Beyond the base hapic client, the project ships a family of service clients under the @hapic/* scope. Each one extends the same base Client with a typed, domain-oriented API for a specific backend — so they share the transport, hooks, authorization helpers, and instance registry you already know.

The family

PackageForHighlights
@hapic/harborHarbor container registryprojects, repositories, artifacts, robot accounts, webhooks
@hapic/oauth2OAuth2 / OpenID Connectevery token grant, introspection, userinfo, OpenID discovery
@hapic/vaultHashiCorp Vaultkey-value v1 & v2 secret engines, mount management
@hapic/lokiGrafana Lokipush streams, LogQL instant & range queries, deletion requests
@hapic/victorialogsVictoriaLogsJSON-line ingestion, LogsQL queries

What they all share

Because every service client is a Client, the patterns are identical across the family:

  • Constructionnew <Service>Client(config) or the package's createClient(config).
  • Instance registry — each package exports its own createClient / useClient / setClient / hasClient / unsetClient / isClient.
  • Domain APIs — endpoints are grouped into *API objects exposed as properties (e.g. client.project, client.token, client.keyValueV2).
  • The base client underneath — set headers, register hooks, add transformers, and catch ClientError exactly as documented in the guide.
typescript
// the same mental model, whichever package you pick
import { createClient } from '@hapic/harbor';

const client = createClient({
    connectionString: 'admin:secret@https://registry.example.com/api/v2.0/',
});

// a base-client hook still works on a service client
client.on('responseError', (error) => { throw error; });

const projects = await client.project.getMany();

Configuration

Service clients take a ConfigInput (a partial Config).
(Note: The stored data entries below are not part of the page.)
PR #12337, opened 2026-02-12
feat(but): add Gemini CLI support for skill installation

vikks:
### Add Gemini CLI support for skill installation

```sh
# supports gemini-cli now
but skills install
```

**Changes**
   - Added Gemini CLI to the supported platforms for but skill install.
   - Set default installation path to .gemini/skills/gitbutler.
   - Updated CLI help documentation and AI integration sections to include Gemini CLI.

**Reasoning**
Adds support for users of the Gemini CLI to easily install and manage GitButler skills, bringing it on parity with other cli agents.


Byron:
Thanks a lot!

Could you take a look at the conflict and resolve it?
Meantime, I think @krlvi would be interested in this generally.

krlvi:
this is already supported in the latest version

PR #12344, opened 2026-02-12
fix(graph): solve commit graph sort transitivity issue 

foxfirecodes:
**DISCLAIMER:** this fix was written by Claude Code. it looks *reasonable* to me but i am severely lacking in the context of how the commit graph works to know if this solution is right. just sharing this to maybe save you some time, take with a grain of salt

## 🧢 Changes

this PR solves a sort transitivity issue when constructing the commit graph. it also adds some unit tests to avoid this issue cropping up in the future

## ☕️ Reasoning

see https://github.com/gitbutlerapp/gitbutler/issues/12343 for more context, but tl;dr after a force push my commit graph ended up in a state where Git Butler panicked trying to parse. this boils down to a violation of the rules of transitivity when it comes to sorting. i will share the explanation that Claude Code gave me as it does a better job explaining than me lol:

```
  Root Cause: GenThenTime::cmp() violates transitivity

  The Ord impl at crates/but-graph/src/init/walk.rs:555-563:

  fn cmp(&self, other: &Self) -> Ordering {
      let time_cmp = self.committer_time.cmp(&other.committer_time).reverse();
      match (self.generation, other.generation) {
          (Some(a), Some(b)) => a.cmp(&b).reverse().then(time_cmp),
          _ => time_cmp,  // BUG: ignores generation when only one side has it
      }
  }

  Concrete transitivity violation:
  - A: gen=Some(3), time=200
  - B: gen=None, time=150
  - C: gen=Some(5), time=100
  ┌────────────┬───────────────────────┬──────────────────────────────────┐
  │ Comparison │         Path          │              Result              │
  ├────────────┼───────────────────────┼──────────────────────────────────┤
  │ A vs B     │ mixed gen → time only │ A < B (200 > 150, younger first) │
  ├────────────┼───────────────────────┼──────────────────────────────────┤
  │ B vs C     │ mixed gen → time only │ B < C (150 > 100, younger first) │
  ├────────────┼───────────────────────┼──────────────────────────────────┤
  │ A vs C     │ both Some → gen first │ A > C (gen 5 > 3, younger first) │
  └────────────┴───────────────────────┴──────────────────────────────────┘
  A < B < C but A > C — transitivity broken. Newer Rust sort implementations
  detect this and panic.

  The issue is that when both have generations, generation is primary. But when
  one is None, it falls back to time-only ordering, and these two orderings can
  disagree.

  Fix

  The fix is to give None a consistent sentinel value so generation ordering is
  always total. Using u32::MAX (matching git's GENERATION_NUMBER_INFINITY
  convention) treats unknown-generation commits as "assume youngest, process
  first" — conservative and safe since the sort is an optimization, not a
  correctness requirement.
```

## 🎫 Affected issues

Fixes: https://github.com/gitbutlerapp/gitbutler/issues/12343

### DIFF
--- a/crates/but-graph/Cargo.toml
+++ b/crates/but-graph/Cargo.toml
@@ -9,7 +9,6 @@ rust-version.workspace = true
 
 [lib]
 doctest = false
-test = false
 
 [dependencies]
 but-core.workspace = true
--- a/crates/but-graph/src/init/walk.rs
+++ b/crates/but-graph/src/init/walk.rs
@@ -1088,3 +1088,103 @@ impl crate::RefInfo {
         Self { ref_name, worktree }
     }
 }
+
+#[cfg(test)]
+mod tests {
+    use super::*;
+
+    fn gtt(generation: Option<u32>, committer_time: u64) -> GenThenTime {
+        GenThenTime {
+            generation,
+            committer_time,
+        }
+    }
+
+    #[test]
+    fn gen_then_time_total_ordering_is_transitive_with_mixed_generations() {
+        // This is the exact scenario that previously caused a panic:
+        //   "user-provided comparison function does not correctly implement a total order"
+        //
+        // With the old implementation (fall back to time-only when generations are mixed):
+        //   A < B (by time: 200 > 150)
+        //   B < C (by time: 150 > 100)
+        //   A > C (by generation: 5 > 3)  — transitivity violation!
+        let a = gtt(Some(3), 200);
+        let b = gtt(None, 150);
+        let c = gtt(Some(5), 100);
+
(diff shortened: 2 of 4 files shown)


Caleb-T-Owens:
This looks like a reasonable change to me. I've started CI on it.

Out of an abundance of caution I would also like to defer to @Byron before merging since he has the most knowledge of this part of the code.

Byron:
Thanks a lot for setting up the fix!

I will merge it shortly after a quick hands-on.

Byron (approved):
Thanks so much for the fix - I think it's good, too.

Nothing else breaks, the tests actually test for this property and the old version fails them.

Let's bring it in.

It threads base request options straight to the Client, and resolves connection details into a baseURL + auth header:

typescript
type Config = {
    request: RequestBaseOptions;          // baseURL, headers, proxy, transformers…
    connectionString?: string;            // "user:password@host" (where supported)
    connectionOptions?: ConnectionOptions; // structured host/credentials
    options?: ServiceSpecificOptions;     // e.g. OAuth2 endpoints, Loki component URLs
};

The exact fields differ per service — each package page documents its own. Re-exported base types (Response, ClientError, RequestBaseOptions, the isClientError* guards) come straight from hapic, so you never duplicate them.

Building your own

Want a typed client for an API that isn't in the list? The Building a Service Client guide walks through the exact pattern these packages use.

Released under the MIT License.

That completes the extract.